He had acquired a national reputation through the position he took in investigating the election frauds of 1876 in the Southern states; and he has kept this prominence by his actual acquaintance with all questions coming before the senate, and his force and fearlessness in dealing with them. He has been especially interested in all financial questions. He has devoted his energies in particular to the effort to secure the free coinage of silver. But he takes an interest in all matters of general importance that come before the senate. He is heard very frequently in debate, and has decided convictions on every question of real interest. The tariff and all subjects pertaining to United States revenues, legal questions, and questions of foreign policy, are sure to receive his attention in study and in debate.

He is chairman of the senate committee on Private Land Claims, one of the most important of the minority committees of the senate. He is also a member of the committees on Finance, on Appropriations, on Relations with Cuba, on Indian Affairs and on Rules, five of the most important of the senate committees. During his senatorship, he has served as chairman of seven different committees, viz., Pensions, Mines and Mining, Patents, Privileges and Elections, Five Civilized Tribes of Indians, Claims and Private Land Claims. He is one of the best informed real estate and mining lawyers in his state and without turning aside from the law, he has become an extensive property owner. A warm-hearted and generous friend, an open and undisguised enemy, however much one may differ from him in politics or in convictions upon financial questions, he is always regarded and esteemed for his moral courage, his integrity of character, his courteous and modest bearing, and his steadfast adherence to what he believes to be right.

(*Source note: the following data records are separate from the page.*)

PR #458, opened 2019-09-25
MSTR-78: Scroll through popup rather than body when selecting models

azefiel:
Following the behaavioral update of dialogs, scrolling on the body was
disabled when a dialog is open.

Here we had to update the scrolling target when a model is selected
since the original one was body and could break the UX.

Senator Teller withdrew from the Republican national convention held in St. Louis in June, 1896, because of his dissatisfaction with the financial platform of the Republican party. He supported Bryan for the presidency in 1896 and in 1900. His election to the senate in 1897 was by the Democrats and the silver Republicans. He received a vote of ninety-four out of one hundred, and was reelected to the senate, January 24, 1903, as a Democrat, for the term expiring March 3, 1909. He is a thirty-third degree Mason, and is inspector-general of the order. He is a past grand commander of the Knights Templar, and was for seven years grand master of the order in Colorado.